Then came the crash, and as it echoed up and down in the canyons of Wall Street, venerable institutions tottered, besieged by fearful creditors. During lulls in the storm, some declared that the worst had passed, but then condition worsened. Financial firms slid towards the abyss, and though a few investment banks - most notably Goldman Sachs - managed to escape the conflagration, other firms collapsed overnight. Lines of credit evaporated, and the financial system's elaborate machinery of borrowing and lending seized up, leaving otherwise creditworthy companies scrambling to refinance their debts.
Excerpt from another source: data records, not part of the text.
PR #378, opened 2025-08-11
Update wasm to use the same method as mobile for feature flags

Hinton:
## 📔 Objective

Updates wasm to use the same implementation as mobile, i.e. `load_flags`. This uses a hashmap instead of the internal `Flags` enum as we want to prevent additions or removal of flags to be a breaking change.

Consumers should pass in the full flag object they get from the config endpoint and let the SDK handle the rest.

## ⏰ Reminders before review

- CI builds passed
  team

## 🦮 Reviewer guidelines

### DIFF
--- a/crates/bitwarden-wasm-internal/src/platform/mod.rs
+++ b/crates/bitwarden-wasm-internal/src/platform/mod.rs
@@ -1,6 +1,6 @@
-use bitwarden_core::{Client, Flags};
+use bitwarden_core::Client;
 use bitwarden_vault::{Cipher, Folder};
-use wasm_bindgen::prelude::*;
+use wasm_bindgen::prelude::wasm_bindgen;
 
 mod repository;
 pub mod token_provider;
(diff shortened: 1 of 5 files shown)


shane-melton (dismissed):

shane-melton:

As the stock market crashed, foreclosures mounted, firms failed, and consumers stopped spending. Vast Ponzi schemes came to light, as did evidence of wise spread fraud and collusion throughout the financial industry.
Quote by Aldous Huxley |
In the past we had the Bretton Woods system, which had an
impressive track record. While it was in place there was no crisis for 27 years
which is pretty impressive. There were still booms and recessions, that is the
natural business life cycle and to be expected, but there were no financial crashes. Maybe Bretton Woods II would be
the answer.
Greenspan
saw fit to deregulate the place, and although in line with his beliefs that the government should stay out of banking, it was probably not the best idea. Letting
the banks do what they saw fit is a bit like feeding a child lots of sweets and
coke, sending it into a toy store and telling it not to touch anything. Money was also easy to come by. Safety
features such as deposit insurance and lender of last resort allowed banks to get
by with a little help from their friends. It lead to the belief that they were
"too big/interconnected to fail", it provided the hypothetical safety
net they needed when the going got tough. It added all the fuel required to
encourage moral hazard.
I am not saying one size fits all. Not every crisis is a global one, not every crisis will be as bad as the one before, not every crisis will follow the same pattern. But some things never change, financial crises are not something we can simply ignore. With so many different theories on how they occur and how best to handle them maybe we should be looking to history for answer or guidance.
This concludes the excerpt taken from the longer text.